PR #11906, opened 2026-02-24
Toolchain config support for glob patterns for function and argument names

### LINKED ISSUE #11884: ✨ Toolchain-wide settings

We are trying to build toolchains that offer a very standardized out-of-the-box experience with our templates. While doing this we noticed that it's not easy to design these without some arguments being repeated between the functions we expose.

For example, for our dotnet toolchain, we want to offer an override for the SDK image to be used. This is needed for pretty much all the features we expose and we end up with a large amount of repeated defaults in customizations. It's also not great as it requires listing the functions available in the toolchain - if we add one more later, it will require adding a customization too.

Would there be an interest for a solution to this that is configurable in dagger.json? It could take the form of a customization without function name that would apply to arguments across all functions in the toolchain (this feels a bit wrong to me as it's very implicit) or, my preference, offer a toolchain configuration section that toolchains can always read

_No response_

The main workaround we have thought of so far is to use a separate configuration file so that we can configure this in one place. Every function would read the override from that file.

### LINKED ISSUE #12858: Toolchain customizations use surprising function/argument name casing
Toolchain customizations in dagger.json require the source code casing for function and argument names (e.g. `ContainerEcho` in Go), rather than the CLI-style names (e.g. `container-echo`). This is surprising since all other user-facing views use normalized names.

Fix in progress: PR #11906.

Originally reported in #11883 (converted to discussion #12806 during triage).

suprjinx:
This PR adds glob pattern support in the `function` and `argument` fields of toolchain customizations, allowing a single customization to apply to multiple functions. This allows setting a default for an argument across all functions without repeating the customization:

```json
{
  "name": "app",
  "engineVersion": "v0.19.4",
  "toolchains": [
    {
      "name": "hello",
      "source": "../hello",
      "customizations": [
        {
          "function": ["*"],
          "argument": "message",
          "default": "hola"
        },
        {
          "function": ["configurableMessage"],
          "argument": "message",
          "default": "bonjour"
        }
      ]
    }
  ]
}
```

Last match wins, so specific function patterns can override wildcards.

Additionally, function and argument names are cleansed of underscore and hyphens, so they can be supplied in customization as they are on command line (was already ignoring case). Eg, "kebab-argument" will match "kebabArgument" in function def.

Fixes #11884
Fixes #12858

Assisted by Claude Code


shykes:
@grouville @tiborvass want to take it?

grouville (dismissed):
One edge case was missing: matching the glob of chained function. I directly rebased on top of main + added a commit introducing a regression test and its fix.

Overall, in this current state, LGTM ✅

grouville:
Ok, the failure seems legit, digging 👀 Yes, it seems related to the merge of https://github.com/dagger/dagger/pull/11995.


I have a fix but we'll implement it at the end of the week

suprjinx:
@grouville can we reopen this and review?

suprjinx:
@grouville can we reopen this and review? it will simplify a lot of error-prone toolchain configuration we make currently to set identical defaults on a large number of functions.

PR #11908, opened 2026-02-24
install: honor --eager-runtime

tiborvass:
This pull request aims at allowing `dagger install` to honor `--eager-runtime` flag.

I'm not sure what is the correct design here.
Option 1 (this PR): `install` defaults to not load the runtime, but honors `--eager-runtime` flag.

▸ Activity
All the records above need to be printed exactly.

▸ Answer to this problem
PR #11906, opened 2026-02-24
Toolchain config support for glob patterns for function and argument names

### LINKED ISSUE #11884: ✨ Toolchain-wide settings

We are trying to build toolchains that offer a very standardized out-of-the-box experience with our templates. While doing this we noticed that it's not easy to design these without some arguments being repeated between the functions we expose.

For example, for our dotnet toolchain, we want to offer an override for the SDK image to be used. This is needed for pretty much all the features we expose and we end up with a large amount of repeated defaults in customizations. It's also not great as it requires listing the functions available in the toolchain - if we add one more later, it will require adding a customization too.

Would there be an interest for a solution to this that is configurable in dagger.json? It could take the form of a customization without function name that would apply to arguments across all functions in the toolchain (this feels a bit wrong to me as it's very implicit) or, my preference, offer a toolchain configuration section that toolchains can always read

_No response_

The main workaround we have thought of so far is to use a separate configuration file so that we can configure this in one place. Every function would read the override from that file.

### LINKED ISSUE #12858: Toolchain customizations use surprising function/argument name casing
Toolchain customizations in dagger.json require the source code casing for function and argument names (e.g. `ContainerEcho` in Go), rather than the CLI-style names (e.g. `container-echo`). This is surprising since all other user-facing views use normalized names.

Fix in progress: PR #11906.

Originally reported in #11883 (converted to discussion #12806 during triage).

suprjinx:
This PR adds glob pattern support in the `function` and `argument` fields of toolchain customizations, allowing a single customization to apply to multiple functions. This allows setting a default for an argument across all functions without repeating the customization:

```json
{
  "name": "app",
  "engineVersion": "v0.19.4",
  "toolchains": [
    {
      "name": "hello",
      "source": "../hello",
      "customizations": [
        {
          "function": ["*"],
          "argument": "message",
          "default": "hola"
        },
        {
          "function": ["configurableMessage"],
          "argument": "message",
          "default": "bonjour"
        }
      ]
    }
  ]
}
```

Last match wins, so specific function patterns can override wildcards.

Additionally, function and argument names are cleansed of underscore and hyphens, so they can be supplied in customization as they are on command line (was already ignoring case). Eg, "kebab-argument" will match "kebabArgument" in function def.

Fixes #11884
Fixes #12858

Assisted by Claude Code


shykes:
@grouville @tiborvass want to take it?

grouville (dismissed):
One edge case was missing: matching the glob of chained function. I directly rebased on top of main + added a commit introducing a regression test and its fix.

Overall, in this current state, LGTM ✅

grouville:
Ok, the failure seems legit, digging 👀 Yes, it seems related to the merge of https://github.com/dagger/dagger/pull/11995.


I have a fix but we'll implement it at the end of the week

suprjinx:
@grouville can we reopen this and review?

suprjinx:
@grouville can we reopen this and review? it will simplify a lot of error-prone toolchain configuration we make currently to set identical defaults on a large number of functions.

PR #11908, opened 2026-02-24
install: honor --eager-runtime

tiborvass:
This pull request aims at allowing `dagger install` to honor `--eager-runtime` flag.

I'm not sure what is the correct design here.
Option 1 (this PR): `install` defaults to not load the runtime, but honors `--eager-runtime` flag.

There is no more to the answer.